Exercise aim -
Whenever a line in the data below includes the string "engine", copy it out.

The input -
PR #32104, opened 2025-06-27
triedb: reset state indexer after snap synced

jsvisa:
Running geth on hoodi network with path archive node, with the below command:

```bash
--hoodi
--gcmode=archive
--db.engine=pebble
--datadir=/data
--port=30303
--http
--http.addr=0.0.0.0
--http.port=8545
--http.vhosts=*
--http.corsdomain=*
--http.api=engine,web3,eth,net,miner,txpool,debug,admin
--authrpc.addr=0.0.0.0
--authrpc.port=8551
--authrpc.vhosts=*
--authrpc.jwtsecret=/jwt/jwt.hex
```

Task answer -
--db.engine=pebble
--http.api=engine,web3,eth,net,miner,txpool,debug,admin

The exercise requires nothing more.